In the case of utilities that are natural monopolies, for example water and railways, regulators should seek not only to avoid detriments but also to determine the prices that companies can charge for the goods and services they provide. Prices and permitted rates of return on capital employed should relate to the positive outcomes and impacts that companies have on their customers, communities and environment as well as to the avoidance of detriments. For example, there is currently considerable concern about discharge of raw sewage into rivers, lakes and seashores by water companies in the UK. Their performance should be measured in terms of prompt eradication of untreated sewage, as well as delivery of water of required standards to customers.
By focusing on outcomes, regulation is no different from how companies conventionally evaluate their performance in relation to the delivery of positive benefits and avoidance of negative detriments for their customers, employees, and communities, and the financial value they create for their investors in the process of doing this. It renders the concept of environmental, social and governance (ESG) factors redundant because these are just some of the many KPIs that companies employ when evaluating the outcome of their activities.
This makes clear that the source of financial value creation for firms is the delivery of benefits without detriments for customers and other parties. Companies profit from solving not creating problems for others. Regulators lay down criteria by which the avoidance of detriments should be determined and the detrimental outcomes that companies must avoid or remedy in the process of delivering financial returns for their investors.

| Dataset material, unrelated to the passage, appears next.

PR #4049, opened 2026-08-06
Prevent Invalid Anomalies Passing Through ba/anomaly

### LINKED ISSUE #4046: Prevent Invalid Anomalies Passing Through ba/anomaly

This also emphasizes the importance of “internal” as well as “external” governance of firms in the delivery of profits without detriments. It is the role of the board of a company to ensure that its strategy, values and culture are aligned with the attainment of profitable problem solving without problem creation. Regulators will wish to have oversight of this in utilities and other licensed businesses, such as banks, for which they are responsible. In particular, the internal governance should ensure that there is complete acceptance throughout the organization of the corporate purpose of profiting from problem solving not creation, and a strong understanding by everyone from the board to the shop floor of their role in delivering on the company’s problem-solving purpose.
Most significantly, this approach addresses and resolves the political polarization that regulation has created. There is no conflict between sound and effective regulation to align corporate interests with those of communities and the environment, and the interests of business, politicians and society in economic activity, growth, employment and investment. A focus on financial value creation from problem solving encourages greater economic activity because it aligns the interests of governments in delivering public benefits with those of business in making money.
This is therefore a way of forging effective partnerships between private and public sectors for the benefit of both, where at present there is a high level of mistrust and conflict between the two parties. Companies profit from solving the problems that governments wish to address in the public interest, and governments in turn support companies that do this through public procurement, investment, subsidies, public charters and licences. Outcome-based regulation that ensures profiting without harm thereby allows companies to capitalize on the positive externalities that they create for the benefit of society and the natural world, as well as their customers and investors.